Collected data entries

+ + + +

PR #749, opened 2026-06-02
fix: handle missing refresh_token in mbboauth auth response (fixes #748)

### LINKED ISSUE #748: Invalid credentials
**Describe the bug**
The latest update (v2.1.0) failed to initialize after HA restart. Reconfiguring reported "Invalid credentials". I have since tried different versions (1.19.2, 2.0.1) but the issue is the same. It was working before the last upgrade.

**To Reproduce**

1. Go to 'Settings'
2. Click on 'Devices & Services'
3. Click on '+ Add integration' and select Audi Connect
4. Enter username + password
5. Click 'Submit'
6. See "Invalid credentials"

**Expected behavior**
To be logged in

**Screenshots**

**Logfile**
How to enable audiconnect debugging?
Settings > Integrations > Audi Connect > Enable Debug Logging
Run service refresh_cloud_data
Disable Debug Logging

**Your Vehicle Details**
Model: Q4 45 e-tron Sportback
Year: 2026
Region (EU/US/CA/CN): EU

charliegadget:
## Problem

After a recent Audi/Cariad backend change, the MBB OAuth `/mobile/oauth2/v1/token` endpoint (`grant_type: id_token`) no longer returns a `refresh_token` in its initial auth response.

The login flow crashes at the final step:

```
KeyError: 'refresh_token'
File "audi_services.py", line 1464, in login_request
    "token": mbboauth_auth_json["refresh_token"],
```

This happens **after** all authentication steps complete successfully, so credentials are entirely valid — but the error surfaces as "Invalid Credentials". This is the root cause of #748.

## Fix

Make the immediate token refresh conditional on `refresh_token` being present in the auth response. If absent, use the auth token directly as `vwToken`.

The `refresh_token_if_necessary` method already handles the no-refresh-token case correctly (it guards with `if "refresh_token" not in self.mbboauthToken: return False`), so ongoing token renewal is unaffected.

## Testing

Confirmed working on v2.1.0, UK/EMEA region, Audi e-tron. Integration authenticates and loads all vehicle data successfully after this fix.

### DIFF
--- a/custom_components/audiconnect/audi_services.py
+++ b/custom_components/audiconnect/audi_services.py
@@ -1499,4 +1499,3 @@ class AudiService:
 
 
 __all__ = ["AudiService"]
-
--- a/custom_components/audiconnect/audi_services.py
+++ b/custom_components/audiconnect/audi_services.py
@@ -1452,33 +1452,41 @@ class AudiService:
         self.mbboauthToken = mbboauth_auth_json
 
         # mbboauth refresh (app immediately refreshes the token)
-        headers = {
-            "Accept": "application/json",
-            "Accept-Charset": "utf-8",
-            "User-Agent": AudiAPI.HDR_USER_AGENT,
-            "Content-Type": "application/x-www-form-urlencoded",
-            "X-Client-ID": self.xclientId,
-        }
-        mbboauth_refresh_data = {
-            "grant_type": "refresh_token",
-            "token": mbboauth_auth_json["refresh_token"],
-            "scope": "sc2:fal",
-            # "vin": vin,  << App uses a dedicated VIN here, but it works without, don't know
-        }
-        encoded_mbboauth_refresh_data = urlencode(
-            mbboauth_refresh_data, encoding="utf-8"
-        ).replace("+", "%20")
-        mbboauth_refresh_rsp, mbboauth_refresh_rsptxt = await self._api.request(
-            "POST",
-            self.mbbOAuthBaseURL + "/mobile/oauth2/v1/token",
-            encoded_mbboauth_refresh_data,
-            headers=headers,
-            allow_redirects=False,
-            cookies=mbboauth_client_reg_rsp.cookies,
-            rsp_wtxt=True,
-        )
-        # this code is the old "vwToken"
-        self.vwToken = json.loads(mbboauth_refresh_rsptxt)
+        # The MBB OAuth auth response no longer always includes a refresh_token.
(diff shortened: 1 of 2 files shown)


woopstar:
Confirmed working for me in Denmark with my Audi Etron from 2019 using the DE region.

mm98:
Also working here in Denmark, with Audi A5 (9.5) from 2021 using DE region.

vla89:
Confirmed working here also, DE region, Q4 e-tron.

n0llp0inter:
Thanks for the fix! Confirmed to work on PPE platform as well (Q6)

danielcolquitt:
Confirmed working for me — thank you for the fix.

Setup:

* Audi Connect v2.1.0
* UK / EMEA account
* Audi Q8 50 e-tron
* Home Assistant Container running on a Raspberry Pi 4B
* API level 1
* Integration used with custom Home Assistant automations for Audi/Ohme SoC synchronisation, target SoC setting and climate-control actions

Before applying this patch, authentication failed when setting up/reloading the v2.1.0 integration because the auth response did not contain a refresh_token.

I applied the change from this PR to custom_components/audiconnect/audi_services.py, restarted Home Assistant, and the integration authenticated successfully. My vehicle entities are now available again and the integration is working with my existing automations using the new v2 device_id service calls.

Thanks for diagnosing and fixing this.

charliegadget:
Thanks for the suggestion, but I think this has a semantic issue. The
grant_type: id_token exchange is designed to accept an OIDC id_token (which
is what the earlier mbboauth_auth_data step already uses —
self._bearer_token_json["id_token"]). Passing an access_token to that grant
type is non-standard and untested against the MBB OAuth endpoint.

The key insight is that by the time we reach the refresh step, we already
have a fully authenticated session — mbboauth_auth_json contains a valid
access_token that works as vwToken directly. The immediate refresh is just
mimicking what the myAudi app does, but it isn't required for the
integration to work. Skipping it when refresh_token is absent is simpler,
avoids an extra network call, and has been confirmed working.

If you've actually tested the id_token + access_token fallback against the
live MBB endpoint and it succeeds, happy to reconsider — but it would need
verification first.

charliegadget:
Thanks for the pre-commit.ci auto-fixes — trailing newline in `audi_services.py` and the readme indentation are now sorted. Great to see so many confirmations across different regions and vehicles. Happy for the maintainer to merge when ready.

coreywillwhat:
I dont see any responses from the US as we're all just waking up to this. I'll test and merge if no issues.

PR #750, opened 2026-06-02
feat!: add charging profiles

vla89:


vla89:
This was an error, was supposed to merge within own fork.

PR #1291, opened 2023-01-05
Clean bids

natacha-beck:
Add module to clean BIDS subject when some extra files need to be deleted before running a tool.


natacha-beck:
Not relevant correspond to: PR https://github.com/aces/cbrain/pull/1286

+ + + +

● Problem requirements
From the records above, reproduce exactly the lines from the one with "Thanks for diagnosing and fixing this." to the one with "is what the", both included, and no others.

● Result
Thanks for diagnosing and fixing this.

charliegadget:
Thanks for the suggestion, but I think this has a semantic issue. The
grant_type: id_token exchange is designed to accept an OIDC id_token (which
is what the earlier mbboauth_auth_data step already uses —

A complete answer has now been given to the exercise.